David Mearns's contributions to the Library of Congress were perhaps more qualitative than quantitative. He steeped himself in the Library's history and its collections to know the answers to questions and to make them known to others. He published his own findings but more often encouraged publications by others. He fashioned the Presidential Papers Program and thus spread throughout the American research library system the Library's most treasured original research materials. More than anything else, he represented the Library of Congress to a world of historians, bookpeople, the working press, and the public at large.

===Lincoln research===

The papers of Abraham Lincoln were collected and organized by his son Robert Todd Lincoln, who deeded the collection to the Library of Congress in 1923. Mearns became interested in the Library's Lincoln collection while working in the reference room in the 1920s, and especially after seeing Robert Todd Lincoln at the Library. He began studying the collection as soon as they were available for study in 1947, and published the first authoritative report in 1948, with a foreword by Carl Sandburg. Mearns wrote, co-wrote, and contributed to several books about Lincoln throughout his career, including Largely Lincoln in 1961.

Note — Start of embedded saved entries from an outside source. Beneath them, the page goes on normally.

PR #3075, opened 2023-08-23
`Paywalls`: only dismiss `PaywallView` when explicitly presenting it with `.presentPaywallIfNeeded`

NachoSoto:
This makes more sense than assuming we can call the `\.dismiss` environment variable.


joshdholtz (approved):
Oh I like this!

PR #3081, opened 2023-08-24
`CustomerInfo`: add `VerificationResult` to `description`

NachoSoto:
I needed this to debug a test failure, so it can be useful.

### DIFF
--- a/Sources/Identity/CustomerInfo.swift
+++ b/Sources/Identity/CustomerInfo.swift
@@ -141,6 +141,14 @@ import Foundation
 
         let allEntitlementsDescription = self.entitlements.all.mapValues { $0.description }
 
+        let verificationResult: String
+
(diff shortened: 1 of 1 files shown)


Sources/Identity/CustomerInfo.swift
```diff
@@ -141,6 +141,14 @@ import Foundation
 
         let allEntitlementsDescription = self.entitlements.all.mapValues { $0.description }
 
+        let verificationResult: String
+
+        if #available(iOS 13.0, macOS 10.15, tvOS 13.0, watchOS 6.2, *) {
+            verificationResult = self.entitlements.verification.debugDescription
```
tonidero, line 147: Hmm I guess verificationResult is not technically part of the `customerInfo` but of `EntitlementInfos`... But I guess it's also related 1-1 currently, so I'm ok adding it to the description.

tonidero (approved):

PR #5485, opened 2025-08-18
Don't show subscriptions title if there are no subscriptions

facumenzella:
### Motivation
We are showing the `SUBSCRIPTIONS` section title even if there are no subscriptions.

### Description
- Show each title based on the content
- Show empty state if there are no purchases at all


RevenueCatUI/CustomerCenter/Views/RelevantPurchasesListView.swift
```diff
@@ -131,48 +130,44 @@ struct RelevantPurchasesListView: View {
...
-                        title: localization[.subscriptionsSectionTitle],
-                        items: customerInfoViewModel.subscriptionsSection,
-                        localization: localization
-                    ) {
-                        viewModel.purchaseInformation = $0
-                    }
-                    .tint(colorScheme == .dark ? .white : .black)
-                } else {
-                    ScrollViewSection(title: localization[.subscriptionsSectionTitle]) {
-                        NoSubscriptionsCardView(
```
vegaro, line 145: It looks like we've lost this `ScrollViewSection`. Is it needed?

Tests/RevenueCatUITests/CustomerCenter/CustomerCenterViewModelTests.swift
```diff
@@ -137,7 +137,7 @@ final class CustomerCenterViewModelTests: TestCase {
 
         await viewModel.loadScreen()
 
-        expect(viewModel.hasPurchases).to(beTrue())
+        expect(viewModel.hasAnyPurchases).to(beTrue())
```
vegaro, line 140: It looks like we don't have a test that confirms this is true with only virtual currencies

RevenueCatUI/CustomerCenter/Views/RelevantPurchasesListView.swift
facumenzella: That view adds the title with the style that's needed, but the empty view does not need a title. That's part of the bug

vegaro (approved):

PR #5490, opened 2025-08-20
MON-1193 Optional transitions (delayed back button)

JZDesign:
### Checklist

### Motivation

Users want to be able to force the user to remain on the paywall for a short period of time so they don't reactively close the paywall immediately. 

### Description

Adds a transition type to the button component and renders that component with a transition if it's present

### DIFF
--- a/RevenueCat.xcodeproj/project.pbxproj
+++ b/RevenueCat.xcodeproj/project.pbxproj
@@ -58,7 +58,7 @@
 		164933242E5808BE00CE43A9 /* PaywallTransitionTest.swift in Sources */ = {isa = PBXBuildFile; fileRef = 164933232E5808BE00CE43A9 /* PaywallTransitionTest.swift */; };
 		16A7F4C12E563B89001F9FC8 /* PaywallTransition.swift in Sources */ = {isa = PBXBuildFile; fileRef = 16A7F4BF2E563B89001F9FC8 /* PaywallTransition.swift */; };
 		16A7F4C32E563B91001F9FC8 /* PaywallAnimation.swift in Sources */ = {isa = PBXBuildFile; fileRef = 16A7F4C22E563B91001F9FC8 /* PaywallAnimation.swift */; };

After the assassination of John F. Kennedy in 1963, First Lady Jackie Kennedy requested ceremonies similar to those rendered for Abraham Lincoln. Professor James I. Robertson Jr., director of the American Civil War Centennial Commission, contacted Mearns to research what those ceremonies had entailed. Using flashlights because the Library's timed lights would not operate after business hours, they retrieved issues of Frank Leslie's Illustrated Newspaper and Harper's Weekly, which gave elaborate details about Lincoln's funeral. This information was used to decorate the White House's East Room just as it had been a century before.

==Professional service and memberships==

Mearns was a part of the National Historical Publications Commission (now the National Archives and Records Administration's National Historical Publications and Records Commission) for thirteen years, representing the Library of Congress. He served on multiple other commissions, including several Civil War centennial commissions and the Lincoln Sesquicentennial Commission. He was elected as a member of the American Antiquarian Society in 1966. Mearns was also a member of Phi Beta Kappa.

==Personal life and death==

Mearns was married twice. He married Mildred Sellars Haines in 1929, and they had one daughter together, Anne. Mildred died in 1945. He married Mary Hume Richardson in 1951; they were married until Mearns's death.

He died in Alexandria, Virginia on May 21, 1981.